### ASSIGNED TASK
Search the records for the word "reverse". Copy every line where it appears.

Records from a data source
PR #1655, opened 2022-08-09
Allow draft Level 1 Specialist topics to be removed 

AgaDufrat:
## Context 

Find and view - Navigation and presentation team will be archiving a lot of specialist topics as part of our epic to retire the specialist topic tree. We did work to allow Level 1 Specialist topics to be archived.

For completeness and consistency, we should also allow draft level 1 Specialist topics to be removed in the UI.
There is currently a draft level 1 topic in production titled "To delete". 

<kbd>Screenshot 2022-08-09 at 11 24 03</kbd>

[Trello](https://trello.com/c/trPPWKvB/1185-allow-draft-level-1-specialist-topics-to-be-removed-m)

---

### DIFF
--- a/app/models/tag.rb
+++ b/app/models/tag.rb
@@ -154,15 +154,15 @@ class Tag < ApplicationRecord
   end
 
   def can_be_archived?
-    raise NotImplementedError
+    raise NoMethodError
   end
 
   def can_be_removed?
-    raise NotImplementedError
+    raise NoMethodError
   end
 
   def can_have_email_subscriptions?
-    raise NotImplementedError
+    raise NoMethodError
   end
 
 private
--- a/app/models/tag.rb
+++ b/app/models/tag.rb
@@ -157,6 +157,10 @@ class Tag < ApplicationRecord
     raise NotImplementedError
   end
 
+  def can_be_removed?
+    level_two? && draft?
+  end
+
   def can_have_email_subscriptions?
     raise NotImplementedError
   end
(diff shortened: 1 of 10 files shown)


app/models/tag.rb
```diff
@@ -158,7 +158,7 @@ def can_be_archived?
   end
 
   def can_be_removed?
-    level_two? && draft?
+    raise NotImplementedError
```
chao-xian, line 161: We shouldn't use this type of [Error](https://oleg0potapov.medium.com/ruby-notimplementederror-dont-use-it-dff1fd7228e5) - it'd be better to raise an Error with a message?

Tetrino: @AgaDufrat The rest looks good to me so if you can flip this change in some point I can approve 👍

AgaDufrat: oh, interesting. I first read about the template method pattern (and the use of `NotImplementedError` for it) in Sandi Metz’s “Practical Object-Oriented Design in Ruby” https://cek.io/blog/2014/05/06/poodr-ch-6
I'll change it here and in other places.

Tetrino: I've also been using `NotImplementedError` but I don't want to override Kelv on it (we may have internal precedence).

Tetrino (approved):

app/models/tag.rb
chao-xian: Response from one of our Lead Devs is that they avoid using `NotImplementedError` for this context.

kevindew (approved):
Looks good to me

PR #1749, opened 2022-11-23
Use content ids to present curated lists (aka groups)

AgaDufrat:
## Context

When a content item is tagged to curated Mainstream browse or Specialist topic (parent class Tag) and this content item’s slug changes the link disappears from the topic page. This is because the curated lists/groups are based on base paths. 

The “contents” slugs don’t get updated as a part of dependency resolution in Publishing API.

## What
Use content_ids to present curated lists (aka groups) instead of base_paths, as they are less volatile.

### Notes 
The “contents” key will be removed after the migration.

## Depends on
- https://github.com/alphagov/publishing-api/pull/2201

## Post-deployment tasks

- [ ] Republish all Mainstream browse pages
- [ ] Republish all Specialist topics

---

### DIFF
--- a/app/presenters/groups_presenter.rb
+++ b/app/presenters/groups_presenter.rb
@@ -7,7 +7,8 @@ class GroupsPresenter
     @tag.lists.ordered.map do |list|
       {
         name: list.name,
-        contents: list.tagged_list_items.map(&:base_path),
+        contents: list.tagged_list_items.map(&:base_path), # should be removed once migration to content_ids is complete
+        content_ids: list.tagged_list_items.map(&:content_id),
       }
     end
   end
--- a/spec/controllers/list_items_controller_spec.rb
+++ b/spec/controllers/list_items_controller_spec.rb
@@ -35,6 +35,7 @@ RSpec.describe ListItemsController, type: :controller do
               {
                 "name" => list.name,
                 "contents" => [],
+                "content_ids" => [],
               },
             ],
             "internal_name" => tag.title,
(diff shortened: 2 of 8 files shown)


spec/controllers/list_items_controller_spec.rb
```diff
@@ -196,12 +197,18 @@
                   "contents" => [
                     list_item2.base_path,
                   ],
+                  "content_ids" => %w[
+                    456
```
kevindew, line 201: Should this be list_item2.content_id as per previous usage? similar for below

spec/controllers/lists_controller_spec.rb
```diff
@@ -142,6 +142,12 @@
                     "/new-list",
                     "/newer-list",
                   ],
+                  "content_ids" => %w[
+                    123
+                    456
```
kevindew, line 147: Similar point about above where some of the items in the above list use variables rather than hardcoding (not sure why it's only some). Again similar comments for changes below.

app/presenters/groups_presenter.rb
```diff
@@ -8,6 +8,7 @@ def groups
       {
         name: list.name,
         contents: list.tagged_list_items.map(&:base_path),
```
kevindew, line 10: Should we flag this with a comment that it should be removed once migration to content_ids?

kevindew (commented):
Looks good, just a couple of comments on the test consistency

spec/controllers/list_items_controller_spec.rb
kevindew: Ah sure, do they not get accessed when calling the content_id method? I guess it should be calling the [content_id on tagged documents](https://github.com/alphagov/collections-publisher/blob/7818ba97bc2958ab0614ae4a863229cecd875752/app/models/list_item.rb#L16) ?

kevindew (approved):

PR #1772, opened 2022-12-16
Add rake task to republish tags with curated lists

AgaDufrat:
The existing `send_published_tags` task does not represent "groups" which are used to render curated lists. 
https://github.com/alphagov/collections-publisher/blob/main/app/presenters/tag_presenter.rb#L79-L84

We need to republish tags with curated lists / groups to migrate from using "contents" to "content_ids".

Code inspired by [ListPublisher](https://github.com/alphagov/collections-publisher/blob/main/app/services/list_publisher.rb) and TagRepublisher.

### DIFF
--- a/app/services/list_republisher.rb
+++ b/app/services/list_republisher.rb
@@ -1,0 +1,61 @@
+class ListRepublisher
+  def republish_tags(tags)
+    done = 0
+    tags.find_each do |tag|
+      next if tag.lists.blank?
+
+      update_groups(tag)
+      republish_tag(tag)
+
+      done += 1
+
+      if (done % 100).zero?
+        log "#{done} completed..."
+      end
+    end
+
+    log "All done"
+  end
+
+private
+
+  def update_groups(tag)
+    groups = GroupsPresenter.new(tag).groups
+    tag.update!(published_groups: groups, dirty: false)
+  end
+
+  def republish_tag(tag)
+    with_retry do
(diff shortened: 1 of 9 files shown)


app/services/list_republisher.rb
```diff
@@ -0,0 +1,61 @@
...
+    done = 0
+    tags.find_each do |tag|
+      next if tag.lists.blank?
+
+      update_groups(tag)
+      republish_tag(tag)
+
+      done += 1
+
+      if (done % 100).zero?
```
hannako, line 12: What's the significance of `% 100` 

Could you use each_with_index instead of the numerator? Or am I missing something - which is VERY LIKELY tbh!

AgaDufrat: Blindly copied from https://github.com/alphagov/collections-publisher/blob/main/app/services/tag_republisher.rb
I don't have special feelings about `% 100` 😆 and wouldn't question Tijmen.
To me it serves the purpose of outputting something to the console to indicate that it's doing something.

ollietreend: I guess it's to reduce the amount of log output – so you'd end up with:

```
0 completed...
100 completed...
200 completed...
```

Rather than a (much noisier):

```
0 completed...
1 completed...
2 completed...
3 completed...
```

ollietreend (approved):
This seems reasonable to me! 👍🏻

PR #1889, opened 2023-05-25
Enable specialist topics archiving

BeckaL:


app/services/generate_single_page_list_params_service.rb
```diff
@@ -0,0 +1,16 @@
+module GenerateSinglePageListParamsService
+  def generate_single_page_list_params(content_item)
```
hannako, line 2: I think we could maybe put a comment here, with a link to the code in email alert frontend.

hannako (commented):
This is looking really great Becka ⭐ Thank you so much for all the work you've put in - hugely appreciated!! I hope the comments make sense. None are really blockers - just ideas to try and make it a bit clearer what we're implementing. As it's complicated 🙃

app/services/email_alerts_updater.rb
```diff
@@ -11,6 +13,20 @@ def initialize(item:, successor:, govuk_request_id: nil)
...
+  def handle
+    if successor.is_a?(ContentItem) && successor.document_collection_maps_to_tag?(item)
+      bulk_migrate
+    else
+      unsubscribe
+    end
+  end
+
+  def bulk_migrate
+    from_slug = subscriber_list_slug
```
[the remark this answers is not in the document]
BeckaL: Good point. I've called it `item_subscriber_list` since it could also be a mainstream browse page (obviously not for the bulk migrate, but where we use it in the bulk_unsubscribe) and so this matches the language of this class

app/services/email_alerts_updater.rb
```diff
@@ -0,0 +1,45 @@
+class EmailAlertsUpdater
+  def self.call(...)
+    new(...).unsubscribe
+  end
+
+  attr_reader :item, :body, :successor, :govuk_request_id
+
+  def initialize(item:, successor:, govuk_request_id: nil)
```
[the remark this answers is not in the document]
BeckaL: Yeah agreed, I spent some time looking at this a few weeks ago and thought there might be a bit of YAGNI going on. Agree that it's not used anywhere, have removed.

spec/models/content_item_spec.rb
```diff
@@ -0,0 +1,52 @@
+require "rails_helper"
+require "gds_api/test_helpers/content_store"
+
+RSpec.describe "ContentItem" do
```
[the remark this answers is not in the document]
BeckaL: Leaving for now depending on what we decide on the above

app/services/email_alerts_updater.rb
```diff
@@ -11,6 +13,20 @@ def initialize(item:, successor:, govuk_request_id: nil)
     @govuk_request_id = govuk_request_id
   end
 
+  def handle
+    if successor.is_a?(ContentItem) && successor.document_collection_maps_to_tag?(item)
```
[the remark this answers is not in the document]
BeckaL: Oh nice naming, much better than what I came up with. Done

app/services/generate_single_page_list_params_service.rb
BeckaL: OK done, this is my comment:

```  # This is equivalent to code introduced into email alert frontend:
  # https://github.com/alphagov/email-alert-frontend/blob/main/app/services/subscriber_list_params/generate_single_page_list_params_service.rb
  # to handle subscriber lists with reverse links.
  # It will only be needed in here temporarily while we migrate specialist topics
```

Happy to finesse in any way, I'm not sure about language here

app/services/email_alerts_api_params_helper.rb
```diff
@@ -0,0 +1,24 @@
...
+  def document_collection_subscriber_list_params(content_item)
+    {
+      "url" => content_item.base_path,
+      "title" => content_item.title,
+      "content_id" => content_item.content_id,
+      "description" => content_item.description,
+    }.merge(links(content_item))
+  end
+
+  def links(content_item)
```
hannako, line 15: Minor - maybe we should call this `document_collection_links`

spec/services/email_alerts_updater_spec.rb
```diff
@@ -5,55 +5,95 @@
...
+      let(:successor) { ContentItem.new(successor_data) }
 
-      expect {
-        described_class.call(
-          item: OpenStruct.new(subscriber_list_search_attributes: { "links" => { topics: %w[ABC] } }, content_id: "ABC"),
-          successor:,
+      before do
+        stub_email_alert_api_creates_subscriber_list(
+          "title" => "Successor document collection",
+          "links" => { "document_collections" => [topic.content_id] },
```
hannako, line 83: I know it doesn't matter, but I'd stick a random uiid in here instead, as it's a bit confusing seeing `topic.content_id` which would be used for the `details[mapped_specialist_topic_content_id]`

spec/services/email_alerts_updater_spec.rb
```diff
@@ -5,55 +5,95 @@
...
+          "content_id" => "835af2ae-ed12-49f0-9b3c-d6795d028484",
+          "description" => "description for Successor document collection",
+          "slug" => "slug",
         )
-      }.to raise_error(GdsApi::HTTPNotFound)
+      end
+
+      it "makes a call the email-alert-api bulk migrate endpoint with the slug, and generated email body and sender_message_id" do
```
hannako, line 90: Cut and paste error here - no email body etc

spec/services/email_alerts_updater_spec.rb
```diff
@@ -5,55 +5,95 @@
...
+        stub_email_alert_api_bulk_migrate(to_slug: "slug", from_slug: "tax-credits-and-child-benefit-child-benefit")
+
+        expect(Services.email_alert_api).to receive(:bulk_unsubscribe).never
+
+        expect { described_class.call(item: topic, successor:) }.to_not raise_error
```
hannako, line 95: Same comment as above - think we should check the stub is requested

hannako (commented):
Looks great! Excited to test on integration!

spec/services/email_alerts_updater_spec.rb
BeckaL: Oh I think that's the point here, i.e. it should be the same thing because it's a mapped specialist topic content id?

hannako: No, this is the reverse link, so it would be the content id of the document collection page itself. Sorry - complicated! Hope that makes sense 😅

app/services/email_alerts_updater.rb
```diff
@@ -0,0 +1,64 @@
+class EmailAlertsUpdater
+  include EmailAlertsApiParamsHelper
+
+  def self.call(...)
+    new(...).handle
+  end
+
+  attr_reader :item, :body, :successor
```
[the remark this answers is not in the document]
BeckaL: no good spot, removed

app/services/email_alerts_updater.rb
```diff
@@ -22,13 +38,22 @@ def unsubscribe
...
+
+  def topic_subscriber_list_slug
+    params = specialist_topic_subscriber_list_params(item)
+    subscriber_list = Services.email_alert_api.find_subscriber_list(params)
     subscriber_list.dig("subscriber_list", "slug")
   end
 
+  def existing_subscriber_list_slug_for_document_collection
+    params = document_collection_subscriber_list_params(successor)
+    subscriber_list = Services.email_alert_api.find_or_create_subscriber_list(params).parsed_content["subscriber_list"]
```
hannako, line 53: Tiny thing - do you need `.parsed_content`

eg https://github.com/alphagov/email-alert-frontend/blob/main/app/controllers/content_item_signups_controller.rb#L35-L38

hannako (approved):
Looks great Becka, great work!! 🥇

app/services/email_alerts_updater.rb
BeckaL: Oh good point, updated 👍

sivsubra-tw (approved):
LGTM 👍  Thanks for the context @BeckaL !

### WRITTEN RESPONSE
  # to handle subscriber lists with reverse links.
hannako: No, this is the reverse link, so it would be the content id of the document collection page itself. Sorry - complicated! Hope that makes sense 😅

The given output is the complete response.